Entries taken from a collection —
------------------------------------------------------------------------

PR #7218, opened 2023-09-07
Calc: Implement JavaScript animation on mouse event

codewithvk:
Calc: Implement JavaScript animation on mouse events for enhanced user interaction

Change-Id: Ib3ed491c8e233013b2f547ed083c4b3d5b9f1a73

* Resolves: #5473 
* Target version: master

### DIFF
--- a/browser/src/layer/tile/ScrollSection.ts
+++ b/browser/src/layer/tile/ScrollSection.ts
@@ -539,14 +539,38 @@ export class ScrollSection extends CanvasSectionObject {
 		}
 	}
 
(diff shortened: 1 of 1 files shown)


pedropintosilva (approved):
Works as expected +1 
- Please change the commit subject(title) : remove "Calc:" since it can be misleading (it sounds that it only applies to Calc0
- Needs another +1

gokaysatir:
Why didn't we use "public startAnimating" functionality inside CanvasSectionContainer.ts file?

codewithvk:
This is probably an easy fix, so I encourage newcomers to take it on.  

Created an easy hack: #10313

PR #7220, opened 2023-09-07
getTokenString is another loop over the tokens that we already loop over

caolanm:
getTokenString(const StringVector& tokens...) loops over each token and calls
getTokenString(const std::string&...) with token.getParam() on each token. We already have a loop over each token, so we can merge those loops here.

Though looking further, broadcast seems unused by anything now.

To be followed up on that topic.

Change-Id: I244637043c58d90562001ec58fac494da54e55a8

* Resolves: # 
* Target version: master 

### TODO

- [ ] ...

### Checklist


mmeeks (approved):
Looks great to me - nice catch Caolan - thanks :-)

PR #7221, opened 2023-09-07
Use dialog from core in Calc Insert Hyperlink

eszkadev:
introduce it in Calc only as it has better knowledge about cell content and what should be edited


eszkadev:
hyperlinkdialog

How new dialog looks now. Other possible improvements will be in the next PR.

aszucs3 (approved):
Looks good to me.
Thank you!

PR #7222, opened 2023-09-07
browser: notify user for unsupported video

lpranam:
detect if video is being played by browser using fps, if fps is near zero that means video is not able to play

Change-Id: I22bfc836a98ec0eb2caa58b89332b2531d69d18f

* Target version: master 

### Checklist

### DIFF
--- a/browser/src/layer/vector/SVGGroup.js
+++ b/browser/src/layer/vector/SVGGroup.js
@@ -3,6 +3,8 @@
  * L.SVGGroup
  */
 
+/* global _ */
+
 L.SVGGroup = L.Layer.extend({
 
 	options: {
@@ -78,6 +80,46 @@ L.SVGGroup = L.Layer.extend({
 		var point = this._map.latLngToLayerPoint(this._bounds.getNorthWest());
 		svgLastChild.setAttribute('x', point.x);
 		svgLastChild.setAttribute('y', point.y);
+
+		var videos = svgLastChild.getElementsByTagName('video');
+		this.addVideoSupportHandlers(videos);
+	},
+
+	addVideoSupportHandlers: function(videos) {
+		if (!videos)
+			return;
+
+		var that = this;
+
+		// slide show may have more than one video and it does not require any selection
+		for (var i = 0; i < videos.length; i++) {
+			var video = videos[i];
+			var sources = video.getElementsByTagName('source');
+
+			video.addEventListener('playing', function() {
+				window.setTimeout(function() {
+					if (video.webkitDecodedFrameCount === 0) {
+						that.showUnsupportedVideoWarning();
+					}
+				}, 1000);
+			});
+
+			video.addEventListener('error', function() {
+				that.showUnsupportedVideoWarning();
+			});
+
+			if (sources.length) {
+				sources[0].addEventListener('error', function() {
+					that.showUnsupportedVideoWarning();
+				});
+			}
+		}
+
+	},
+
+	showUnsupportedVideoWarning: function() {
+		var videoWarning = _('Document contains unsupported video');
+		L.Map.THIS.uiManager.showSnackbar(videoWarning);
 	},
 
 	addEmbeddedSVG: function (svgString) {


browser/src/layer/vector/SVGGroup.js
```diff
@@ -78,6 +80,62 @@ L.SVGGroup = L.Layer.extend({
...
+			this.video_.paused || this.video_.ended)
+		  return;
+		var currentTime = window.performance.now();
+		var deltaTime = (currentTime - this.startTime_) / 1000;
+		this.startTime_ = currentTime;
+
+		// Calculate decoded frames per sec.
+		var fps = (this.video_.webkitDecodedFrameCount - this.decodedFrames_) /
+				   deltaTime;
+		this.decodedFrames_ = this.video_.webkitDecodedFrameCount;
```
Ashod, line 133: Isn't it enough to check that `webkitDecodedFrameCount` is positive? Why do we care about the frame rate at all. If after a reasonable time (500ms or 1s) we don't have any frames, there probably is no video being played back.

This should work for videos, but I don't expect it to work for audio-only. Perhaps that's ok (but we shouldn't complain that an audio isn't supported when it is playing loud and clear, so best to ignore audio-only media).

lpranam: good point, indeed we don't need fps :) I'll take care of it

browser/src/map/handler/Map.SlideShow.js
```diff
@@ -115,6 +115,22 @@ L.Map.SlideShow = L.Handler.extend({
 		var separator = (this._slideURL.indexOf('?') === -1) ? '?' : '&';
 		this._slideShow.src = this._slideURL + separator + 'StartSlideNumber=' + this._startSlideNumber;
 		this._slideShow.contentWindow.focus();
+
+		var that = this;
+		this._slideShow.addEventListener('load', function() {
+			var videos = that._slideShow.contentWindow.document.getElementsByTagName('video');
+			var videoWarning = _('Document contains uncompatible video');
```
Ashod, line 122: 'uncompatible' -> 'incompatible' (or perhaps better 'unsupported' ?)

browser/src/map/handler/Map.SlideShow.js
```diff
@@ -115,6 +115,22 @@ L.Map.SlideShow = L.Handler.extend({
...
+			for (var i = 0; i < videos.length; i++) {
+				if (videos[i].networkState === 3) {
```
Ashod, line 124: A comment as to what 3 means is welcome.

browser/src/map/handler/Map.SlideShow.js
```diff
@@ -115,6 +115,22 @@ L.Map.SlideShow = L.Handler.extend({
 		var separator = (this._slideURL.indexOf('?') === -1) ? '?' : '&';
 		this._slideShow.src = this._slideURL + separator + 'StartSlideNumber=' + this._startSlideNumber;
 		this._slideShow.contentWindow.focus();
+
+		var that = this;
+		this._slideShow.addEventListener('load', function() {
```
Ashod, line 120: Why aren't we calling `checkVideoSupport` from here?

browser/src/layer/vector/SVGGroup.js
```diff
@@ -78,6 +80,31 @@ L.SVGGroup = L.Layer.extend({
...
 		svgLastChild.setAttribute('y', point.y);
+
+		var video = svgLastChild.getElementsByTagName('video')[0];
+		var source = svgLastChild.getElementsByTagName('source')[0];
+		this.checkVideoSupport(video, source);
+	},
+
+	checkVideoSupport: function(video,source) {
+		var that = this;
+		var videoWarning = _('Document contains uncompatible video');
```
Ashod, line 91: Shouldn't we have this in one place only? It's duplicated here and in Map.SlideShow.js.

Ashod (commented):
Thanks @lpranam. Looks promising. Left some comments.

browser/src/map/handler/Map.SlideShow.js
```diff
@@ -115,6 +115,12 @@ L.Map.SlideShow = L.Handler.extend({
...
+			var videos = that._slideShow.contentWindow.document.getElementsByTagName('video');
+			L.SVGGroup.prototype.checkVideoSupport(undefined, undefined, videos);
```
Ashod, line 122: Sorry, I didn't mean `checkVideoSupport` should handle the `videos` case.

I mean that for `videos` we do exactly the same thing as for `source`, so we should call the `checkVideoSupport` for each video entry.

We want to reduce code duplication, not put everything in one function.

Since the `source` tag is a child of the `video` tag, we should be able to have `checkVideoSupport` that takes a `video` node and add the listener for the `video`, query the `source` node, add the listener there too, if it exists.

_Another_ function can then be used to iterate over all videos and call `checkVideoSupport` on each `video` node.

(By the way, 'check' in 'checkVideoSupport' implies the function returns the results of the check. This is misleading, since we don't do that. Instead, we should call it 'addVideoSupportHandlers' or something more accurate.)

Ashod (commented):
Thanks @lpranam. Looks much better. Left one suggestion regarding code duplication. Best to have it in a cleaner state before we merge.

browser/src/layer/vector/SVGGroup.js
```diff
@@ -78,6 +80,48 @@ L.SVGGroup = L.Layer.extend({
...
+	addVideoSupportHandlers: function(videos) {
+		if (!videos)
+			return;
+
+		var that = this;
+
+		// slide show may have more than one video and it does not require any selection
+		for (var i = 0; i < videos.length; i++) {
+			var video = videos[i];
+			var source = video.getElementsByTagName('source')[0];
```
eszkadev, line 97: it can fail if no source tag is inside

eszkadev:
doesn't work: when I select video it shows snackbar with information that it is unsupported  (but video can be played in my browser):
[unsupvid-2023-10-11_13.49.00.webm](https://github.com/CollaboraOnline/online/assets/5307369/4c06dcc0-85fc-43af-9a95-36e35ff06b3e)

lpranam:
NOTE: This patch does not show a warning in the slideshow as the snake bar can not be displayed over the fullscreen element. will talk to @pedropintosilva about it and fix it in the follow-up.

eszkadev (approved):

eszkadev:
I think we can remove slideshow handler here? as it will not work, we need to code "snackbar" in presentation_engine.js generated by LibreOffice

timar:
I cherry-picked, resolved the conflict, and pushed to master directly. I could not figure out how to push here.

PR #7225, opened 2023-09-08
Turn canonical id assertion into warning for now

OFFTKP:


OFFTKP:
This is a trivial change and a bit urgent to not block people, so I'll merge after CI passes.

eszkadev (approved):
fixes cypress, already passed all without 1 tests

PR #7228, opened 2023-09-08
readonly

hcvcastro:
- kit: add 'readonly' property to status message
- browser: fire 'readonly' if status change


Ashod (approved):
Thanks @hcvcastro.

hcvcastro:
Merging patches due to unrelated error:

Assertion failure: prefix != res.substr(0, prefix.length()) 
Expected (prefix): [status:]
Actual (res.substr(0, prefix.length())):   []
                                           [^^^^^^^]
| helpers.hpp:432
coolwsd: ./helpers.hpp:432: std::__cxx11::string helpers::assertResponseString(const std::shared_ptr<http::WebSocketSession>&, const string&, const string&, std::chrono::milliseconds): Assertion `(exp__LINE__) == (act__LINE__)' failed.

PR #7230, opened 2023-09-09
Fix minor iOS build and runtime problems

plubius:
This patch contains changes to iOS and/or Android code only.

### DIFF
--- a/browser/src/control/Control.NotebookbarBuilder.js
+++ b/browser/src/control/Control.NotebookbarBuilder.js
@@ -247,41 +247,45 @@ L.Control.NotebookbarBuilder = L.Control.JSDialogBuilder.extend({
 		}
 	},
 
-	_createiOsFontButton: function(parentContainer, data, builder) {
-		// Fix issue #5838 Use unique IDs for font name combobox elements
-		var table = L.DomUtil.createWithId('div', data.id, parentContainer);
-		var row = L.DomUtil.create('div', 'notebookbar row', table);
-		var button = L.DomUtil.createWithId('button', data.id + 'ios', row);
-
-		$(table).addClass('select2 select2-container select2-container--default');
-		// Fix issue #5838 Don't add the "select2-selection--single" class
-		$(row).addClass('select2-selection');
-		$(button).addClass('select2-selection__rendered');
-
-		if (data.selectedEntries.length && data.entries[data.selectedEntries[0]])
-			button.innerText = data.entries[data.selectedEntries[0]];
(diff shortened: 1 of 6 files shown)


plubius:
@OFFTKP While testing, I may have found a bug as a side effect of commit https://github.com/CollaboraOnline/online/commit/04ac02b0339008382dcf640899ea18513de5a4a5.

When I open the following PDF document in the iOS app, the thumbnails in the left panel no longer get drawn. For some reason, when opening PDF documents, browser/src/layer/tile/CanvasTileLayer.js:1013 is never called:

https://github.com/CollaboraOnline/online/files/10777062/Cloudervaringsdocument%2BNCSC.pdf

plubius:
> @OFFTKP While testing, I may have found a bug as a side effect of commit [04ac02b](https://github.com/CollaboraOnline/online/commit/04ac02b0339008382dcf640899ea18513de5a4a5).
> 
> When I open the following PDF document in the iOS app, the thumbnails in the left panel no longer get drawn. For some reason, when opening PDF documents, browser/src/layer/tile/CanvasTileLayer.js:1813 is never called but is called for when opening .odp files:
> 
> https://github.com/CollaboraOnline/online/files/10777062/Cloudervaringsdocument%2BNCSC.pdf

Committed the following fix for this and added it to this pull request:

https://github.com/CollaboraOnline/online/pull/7230/commits/89a3df24ee6e8d5725706f6893d183550616548a

OFFTKP:
Please test if you can reproduce after my commit, I don't have an iOS devenv setup to check.

plubius:
> Please test if you can reproduce after my commit, I don't have an iOS devenv setup to check.

I just did a clean build with your commit. I can no longer reproduce the bug so your commit looks good to me.

OFFTKP:
If your PR is otherwise ready it would be great if we could merge this after CI passes because it might fix another blocker, and if not, at the very least a cypress test regression.

plubius:
> If your PR is otherwise ready it would be great if we could merge this after CI passes because it might fix another blocker, and if not, at the very least a cypress test regression.

My PR is ready. The other changes in this pull request only changes code for iOS only. I am not sure what privileges I have in this repo so if you can mark this as reviewed, I will see if I can merge this PR when CI passes.

OFFTKP:
In that case I'll merge. Cypress tests pass now.

OFFTKP (approved):

plubius:
> In that case I'll merge. Cypress tests pass now.

Thank you for your help.

PR #7239, opened 2023-09-11
a11y: improved screen reader caret tracking on text navigation

mcecchetti:
In order to allow screen reader to track caret navigation properly
even if there is some connection delay default behaviour for
Left/Right arrow key press is no more prevented in
Map.Keyboard._handleKeyEvent. In TextInput._onKeyDown, it has been
needed to handle some special caret position, such as when cursor is
at begin or end of a list item prefix.
When left/right arrow is pressed and text is selected, selection is
cleared and caret needs to be moved by one char left/right.
However, for an editable div the behaviour is different:
- when left arrow is pressed caret moves at start of previously
selected text
- when right arrow is pressed caret moves at end of previously
selected text
So we needed to prevent default behaviour and simulate the same
behaviour that occurs in LibreOffice.

Change-Id: Ifa5e9847bbbf77b934a3bcbd04545f4a55afd19d

### DIFF
--- a/browser/src/layer/marker/A11yTextInput.js
+++ b/browser/src/layer/marker/A11yTextInput.js
@@ -25,6 +25,8 @@ L.A11yTextInput = L.TextInput.extend({
 		this._lastCursorPosition = 0;
 		this._lastSelectionStart = 0;
 		this._lastSelectionEnd = 0;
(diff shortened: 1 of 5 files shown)


gokaysatir (approved):
Thanks for the improvements: :)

------------------------------------------------------------------------

WORK TO BE COMPLETED — Using the entries above, return each line that includes the word "devenv".

SOLUTION TO THIS TASK —
Please test if you can reproduce after my commit, I don't have an iOS devenv setup to check.
> Please test if you can reproduce after my commit, I don't have an iOS devenv setup to check.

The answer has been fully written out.